WHAT TO WORK ON: Look through the entries below and extract exactly the lines from the one containing "have a chance?" through the one containing "The notification row", ends included.

RECORDS:

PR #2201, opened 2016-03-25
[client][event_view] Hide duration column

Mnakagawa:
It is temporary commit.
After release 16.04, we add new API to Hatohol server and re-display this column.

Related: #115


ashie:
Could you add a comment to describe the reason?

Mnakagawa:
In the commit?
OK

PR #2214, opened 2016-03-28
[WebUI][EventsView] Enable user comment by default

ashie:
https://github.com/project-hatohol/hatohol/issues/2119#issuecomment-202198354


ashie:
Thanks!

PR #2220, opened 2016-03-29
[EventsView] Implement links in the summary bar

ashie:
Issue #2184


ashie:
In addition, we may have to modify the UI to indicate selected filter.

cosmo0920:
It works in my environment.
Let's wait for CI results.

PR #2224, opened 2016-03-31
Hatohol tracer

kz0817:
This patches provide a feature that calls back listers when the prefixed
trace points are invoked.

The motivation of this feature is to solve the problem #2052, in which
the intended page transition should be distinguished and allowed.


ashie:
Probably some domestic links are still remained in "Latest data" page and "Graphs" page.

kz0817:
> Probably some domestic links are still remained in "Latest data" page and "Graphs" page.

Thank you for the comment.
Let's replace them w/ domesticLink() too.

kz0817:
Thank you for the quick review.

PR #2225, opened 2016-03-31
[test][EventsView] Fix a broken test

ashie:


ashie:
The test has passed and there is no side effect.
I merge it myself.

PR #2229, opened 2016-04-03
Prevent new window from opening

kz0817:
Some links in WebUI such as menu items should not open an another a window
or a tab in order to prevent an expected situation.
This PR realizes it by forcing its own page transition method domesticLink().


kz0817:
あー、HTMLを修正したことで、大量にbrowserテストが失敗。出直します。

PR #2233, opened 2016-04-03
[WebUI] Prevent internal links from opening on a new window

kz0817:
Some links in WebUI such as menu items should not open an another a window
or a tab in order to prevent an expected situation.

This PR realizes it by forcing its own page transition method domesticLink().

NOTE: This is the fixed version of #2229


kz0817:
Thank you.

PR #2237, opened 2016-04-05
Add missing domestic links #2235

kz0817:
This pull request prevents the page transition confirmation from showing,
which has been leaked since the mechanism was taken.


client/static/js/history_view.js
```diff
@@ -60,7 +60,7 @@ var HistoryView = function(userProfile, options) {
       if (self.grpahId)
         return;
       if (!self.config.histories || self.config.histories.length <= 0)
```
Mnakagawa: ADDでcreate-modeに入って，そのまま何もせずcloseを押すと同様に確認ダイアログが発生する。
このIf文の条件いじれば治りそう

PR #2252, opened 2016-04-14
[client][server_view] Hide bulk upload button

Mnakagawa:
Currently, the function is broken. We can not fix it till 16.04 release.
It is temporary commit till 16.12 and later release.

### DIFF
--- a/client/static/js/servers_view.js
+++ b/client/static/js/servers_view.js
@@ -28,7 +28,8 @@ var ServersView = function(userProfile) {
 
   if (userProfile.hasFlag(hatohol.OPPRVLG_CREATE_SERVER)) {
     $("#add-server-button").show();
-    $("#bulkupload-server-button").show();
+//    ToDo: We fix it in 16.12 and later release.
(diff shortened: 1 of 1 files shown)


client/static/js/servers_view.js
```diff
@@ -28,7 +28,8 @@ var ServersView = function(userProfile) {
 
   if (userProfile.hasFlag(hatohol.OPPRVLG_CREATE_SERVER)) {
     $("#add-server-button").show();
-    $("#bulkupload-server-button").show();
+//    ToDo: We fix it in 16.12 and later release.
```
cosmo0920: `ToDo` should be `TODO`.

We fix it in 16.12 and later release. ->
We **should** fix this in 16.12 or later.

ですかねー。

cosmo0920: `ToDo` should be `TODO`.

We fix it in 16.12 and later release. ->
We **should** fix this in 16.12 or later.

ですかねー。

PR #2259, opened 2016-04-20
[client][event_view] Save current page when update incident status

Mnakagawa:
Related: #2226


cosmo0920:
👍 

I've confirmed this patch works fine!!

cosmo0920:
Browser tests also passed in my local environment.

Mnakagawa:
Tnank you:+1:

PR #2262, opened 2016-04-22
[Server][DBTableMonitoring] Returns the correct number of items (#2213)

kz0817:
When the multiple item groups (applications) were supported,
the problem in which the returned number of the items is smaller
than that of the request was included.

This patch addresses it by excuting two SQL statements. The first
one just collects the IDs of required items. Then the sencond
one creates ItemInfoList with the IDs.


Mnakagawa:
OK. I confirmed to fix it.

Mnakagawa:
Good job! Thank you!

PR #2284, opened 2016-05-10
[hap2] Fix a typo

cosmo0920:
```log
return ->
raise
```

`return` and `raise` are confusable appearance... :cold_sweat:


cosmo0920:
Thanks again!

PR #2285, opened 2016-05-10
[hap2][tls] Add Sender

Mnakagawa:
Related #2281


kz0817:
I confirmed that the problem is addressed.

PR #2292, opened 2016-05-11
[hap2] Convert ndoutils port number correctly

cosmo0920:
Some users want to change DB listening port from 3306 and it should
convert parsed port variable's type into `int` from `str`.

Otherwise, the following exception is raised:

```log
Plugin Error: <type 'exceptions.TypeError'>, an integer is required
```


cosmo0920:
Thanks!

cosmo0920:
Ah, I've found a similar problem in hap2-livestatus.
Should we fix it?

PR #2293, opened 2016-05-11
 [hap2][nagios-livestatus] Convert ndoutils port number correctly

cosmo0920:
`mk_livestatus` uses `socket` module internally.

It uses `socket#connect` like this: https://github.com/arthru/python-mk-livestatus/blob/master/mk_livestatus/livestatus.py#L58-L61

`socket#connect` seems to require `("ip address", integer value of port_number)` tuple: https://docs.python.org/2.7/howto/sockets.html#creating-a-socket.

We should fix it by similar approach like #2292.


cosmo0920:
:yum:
* * *
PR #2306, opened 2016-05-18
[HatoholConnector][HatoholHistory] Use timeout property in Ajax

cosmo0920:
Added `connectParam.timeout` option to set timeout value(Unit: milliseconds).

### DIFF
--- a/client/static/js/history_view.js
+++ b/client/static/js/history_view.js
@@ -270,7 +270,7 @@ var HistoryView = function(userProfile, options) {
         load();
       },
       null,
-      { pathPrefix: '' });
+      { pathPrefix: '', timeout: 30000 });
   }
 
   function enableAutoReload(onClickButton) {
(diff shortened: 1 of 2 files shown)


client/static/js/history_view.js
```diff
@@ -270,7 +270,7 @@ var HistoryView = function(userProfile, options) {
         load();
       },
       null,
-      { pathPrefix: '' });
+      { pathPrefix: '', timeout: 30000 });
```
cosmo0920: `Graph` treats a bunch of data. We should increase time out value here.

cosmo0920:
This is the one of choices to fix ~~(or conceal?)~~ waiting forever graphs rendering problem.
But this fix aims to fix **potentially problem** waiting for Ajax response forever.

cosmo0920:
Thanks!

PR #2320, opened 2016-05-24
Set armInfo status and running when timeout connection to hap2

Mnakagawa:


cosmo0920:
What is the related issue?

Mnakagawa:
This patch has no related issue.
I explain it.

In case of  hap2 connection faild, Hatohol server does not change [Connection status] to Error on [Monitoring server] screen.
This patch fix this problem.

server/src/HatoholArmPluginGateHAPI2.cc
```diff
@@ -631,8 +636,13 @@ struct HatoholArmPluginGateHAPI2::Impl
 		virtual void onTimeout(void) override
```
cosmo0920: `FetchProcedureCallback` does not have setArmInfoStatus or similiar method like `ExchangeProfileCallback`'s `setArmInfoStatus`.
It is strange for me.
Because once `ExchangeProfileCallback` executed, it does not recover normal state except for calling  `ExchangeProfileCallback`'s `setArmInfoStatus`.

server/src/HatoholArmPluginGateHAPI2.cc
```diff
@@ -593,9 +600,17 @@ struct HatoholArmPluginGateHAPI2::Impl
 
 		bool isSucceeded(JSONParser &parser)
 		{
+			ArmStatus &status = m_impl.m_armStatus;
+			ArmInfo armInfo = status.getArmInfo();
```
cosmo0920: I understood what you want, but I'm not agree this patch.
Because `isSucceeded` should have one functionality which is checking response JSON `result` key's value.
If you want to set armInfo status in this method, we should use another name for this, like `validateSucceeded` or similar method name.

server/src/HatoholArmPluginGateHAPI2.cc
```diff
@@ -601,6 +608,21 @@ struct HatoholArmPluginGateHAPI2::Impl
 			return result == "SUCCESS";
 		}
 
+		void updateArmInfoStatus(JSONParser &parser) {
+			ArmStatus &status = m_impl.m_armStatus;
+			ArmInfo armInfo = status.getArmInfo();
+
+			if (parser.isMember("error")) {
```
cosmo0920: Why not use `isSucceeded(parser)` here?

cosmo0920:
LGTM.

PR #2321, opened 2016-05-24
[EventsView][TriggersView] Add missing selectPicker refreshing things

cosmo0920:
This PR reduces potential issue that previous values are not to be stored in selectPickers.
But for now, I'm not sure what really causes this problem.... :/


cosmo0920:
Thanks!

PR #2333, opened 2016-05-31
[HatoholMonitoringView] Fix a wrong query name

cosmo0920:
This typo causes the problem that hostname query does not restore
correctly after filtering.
---
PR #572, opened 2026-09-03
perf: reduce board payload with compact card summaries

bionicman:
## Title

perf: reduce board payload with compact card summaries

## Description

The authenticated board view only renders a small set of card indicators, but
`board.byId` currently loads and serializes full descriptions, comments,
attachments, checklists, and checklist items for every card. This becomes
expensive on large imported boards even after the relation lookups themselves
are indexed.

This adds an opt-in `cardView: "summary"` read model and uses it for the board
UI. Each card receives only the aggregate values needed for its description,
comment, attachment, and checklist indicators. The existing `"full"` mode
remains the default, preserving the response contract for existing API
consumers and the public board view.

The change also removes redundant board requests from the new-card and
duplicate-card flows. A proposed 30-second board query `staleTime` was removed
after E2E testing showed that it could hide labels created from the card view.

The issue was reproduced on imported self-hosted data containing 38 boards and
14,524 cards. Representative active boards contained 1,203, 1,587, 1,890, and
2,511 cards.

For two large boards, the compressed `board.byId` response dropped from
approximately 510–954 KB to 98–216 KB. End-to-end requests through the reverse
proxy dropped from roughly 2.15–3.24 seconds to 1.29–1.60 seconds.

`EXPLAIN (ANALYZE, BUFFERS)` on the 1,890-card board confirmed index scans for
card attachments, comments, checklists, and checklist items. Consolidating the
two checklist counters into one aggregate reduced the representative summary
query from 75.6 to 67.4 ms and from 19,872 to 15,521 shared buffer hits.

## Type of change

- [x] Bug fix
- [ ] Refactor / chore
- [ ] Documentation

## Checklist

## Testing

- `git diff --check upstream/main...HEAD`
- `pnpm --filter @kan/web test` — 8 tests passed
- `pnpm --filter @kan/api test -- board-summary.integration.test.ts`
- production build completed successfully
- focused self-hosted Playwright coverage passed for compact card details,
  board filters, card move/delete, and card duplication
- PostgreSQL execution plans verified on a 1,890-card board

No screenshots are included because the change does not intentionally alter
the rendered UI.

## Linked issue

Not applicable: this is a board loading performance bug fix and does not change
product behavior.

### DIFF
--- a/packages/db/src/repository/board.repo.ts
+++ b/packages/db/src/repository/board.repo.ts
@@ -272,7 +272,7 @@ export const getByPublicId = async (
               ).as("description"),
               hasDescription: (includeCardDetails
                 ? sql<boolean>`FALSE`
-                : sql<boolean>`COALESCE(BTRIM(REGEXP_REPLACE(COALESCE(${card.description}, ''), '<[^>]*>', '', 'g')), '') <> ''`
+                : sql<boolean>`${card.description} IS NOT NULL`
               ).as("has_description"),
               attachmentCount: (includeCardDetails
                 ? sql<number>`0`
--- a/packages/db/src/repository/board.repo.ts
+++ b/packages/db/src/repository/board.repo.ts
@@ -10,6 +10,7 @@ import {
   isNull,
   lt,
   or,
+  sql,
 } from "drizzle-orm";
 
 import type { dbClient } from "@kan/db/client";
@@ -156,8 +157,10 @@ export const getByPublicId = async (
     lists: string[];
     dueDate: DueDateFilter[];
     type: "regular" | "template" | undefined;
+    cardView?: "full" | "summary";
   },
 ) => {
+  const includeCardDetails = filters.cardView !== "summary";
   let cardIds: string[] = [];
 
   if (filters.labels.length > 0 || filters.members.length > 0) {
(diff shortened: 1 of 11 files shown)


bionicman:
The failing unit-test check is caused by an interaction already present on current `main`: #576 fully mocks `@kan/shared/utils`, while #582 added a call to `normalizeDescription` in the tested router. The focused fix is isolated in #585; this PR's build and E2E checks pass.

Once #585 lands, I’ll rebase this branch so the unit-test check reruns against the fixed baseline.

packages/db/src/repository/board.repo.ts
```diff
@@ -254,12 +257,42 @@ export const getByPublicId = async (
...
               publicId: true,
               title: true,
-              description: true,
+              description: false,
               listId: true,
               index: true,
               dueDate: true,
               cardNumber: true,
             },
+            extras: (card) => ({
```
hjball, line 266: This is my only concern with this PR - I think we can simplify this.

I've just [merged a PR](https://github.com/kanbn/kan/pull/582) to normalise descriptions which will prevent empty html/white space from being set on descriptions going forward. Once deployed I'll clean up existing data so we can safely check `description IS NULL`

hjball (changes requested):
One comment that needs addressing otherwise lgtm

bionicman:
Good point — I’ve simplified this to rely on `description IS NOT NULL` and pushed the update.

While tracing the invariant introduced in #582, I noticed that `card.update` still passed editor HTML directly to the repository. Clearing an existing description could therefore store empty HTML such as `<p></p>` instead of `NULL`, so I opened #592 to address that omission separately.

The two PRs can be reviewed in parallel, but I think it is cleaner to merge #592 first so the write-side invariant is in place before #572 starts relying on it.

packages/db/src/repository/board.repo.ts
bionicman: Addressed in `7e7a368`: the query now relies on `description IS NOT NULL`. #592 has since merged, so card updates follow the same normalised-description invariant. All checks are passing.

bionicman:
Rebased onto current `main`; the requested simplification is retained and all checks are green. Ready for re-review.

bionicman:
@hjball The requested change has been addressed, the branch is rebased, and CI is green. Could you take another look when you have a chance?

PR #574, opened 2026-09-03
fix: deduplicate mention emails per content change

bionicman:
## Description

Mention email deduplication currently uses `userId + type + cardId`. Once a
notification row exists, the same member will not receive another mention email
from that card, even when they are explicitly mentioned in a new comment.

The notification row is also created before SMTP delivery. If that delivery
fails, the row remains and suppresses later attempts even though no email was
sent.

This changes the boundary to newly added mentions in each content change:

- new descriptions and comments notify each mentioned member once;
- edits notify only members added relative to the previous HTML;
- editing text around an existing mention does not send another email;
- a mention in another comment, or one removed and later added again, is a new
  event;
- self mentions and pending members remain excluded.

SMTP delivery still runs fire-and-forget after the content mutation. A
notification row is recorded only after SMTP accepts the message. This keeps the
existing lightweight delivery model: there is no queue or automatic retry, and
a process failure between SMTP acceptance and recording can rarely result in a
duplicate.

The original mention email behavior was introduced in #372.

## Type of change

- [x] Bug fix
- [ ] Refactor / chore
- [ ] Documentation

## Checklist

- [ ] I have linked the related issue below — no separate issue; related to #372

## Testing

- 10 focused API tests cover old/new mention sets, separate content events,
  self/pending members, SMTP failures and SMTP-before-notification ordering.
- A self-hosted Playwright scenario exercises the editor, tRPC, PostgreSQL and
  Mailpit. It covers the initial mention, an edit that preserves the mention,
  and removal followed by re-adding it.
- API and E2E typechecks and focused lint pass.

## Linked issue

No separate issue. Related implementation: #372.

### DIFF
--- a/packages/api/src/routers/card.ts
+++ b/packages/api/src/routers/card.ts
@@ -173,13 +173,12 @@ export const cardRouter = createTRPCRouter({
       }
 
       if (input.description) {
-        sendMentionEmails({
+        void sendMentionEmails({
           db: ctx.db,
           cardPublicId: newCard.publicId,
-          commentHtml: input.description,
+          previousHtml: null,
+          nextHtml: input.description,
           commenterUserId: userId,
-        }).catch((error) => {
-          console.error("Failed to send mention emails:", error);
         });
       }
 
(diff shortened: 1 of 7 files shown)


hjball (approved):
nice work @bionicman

SOLUTION TO THIS PROBLEM:
@hjball The requested change has been addressed, the branch is rebased, and CI is green. Could you take another look when you have a chance?

PR #574, opened 2026-09-03
fix: deduplicate mention emails per content change

bionicman:
## Description

Mention email deduplication currently uses `userId + type + cardId`. Once a
notification row exists, the same member will not receive another mention email
from that card, even when they are explicitly mentioned in a new comment.

The notification row is also created before SMTP delivery. If that delivery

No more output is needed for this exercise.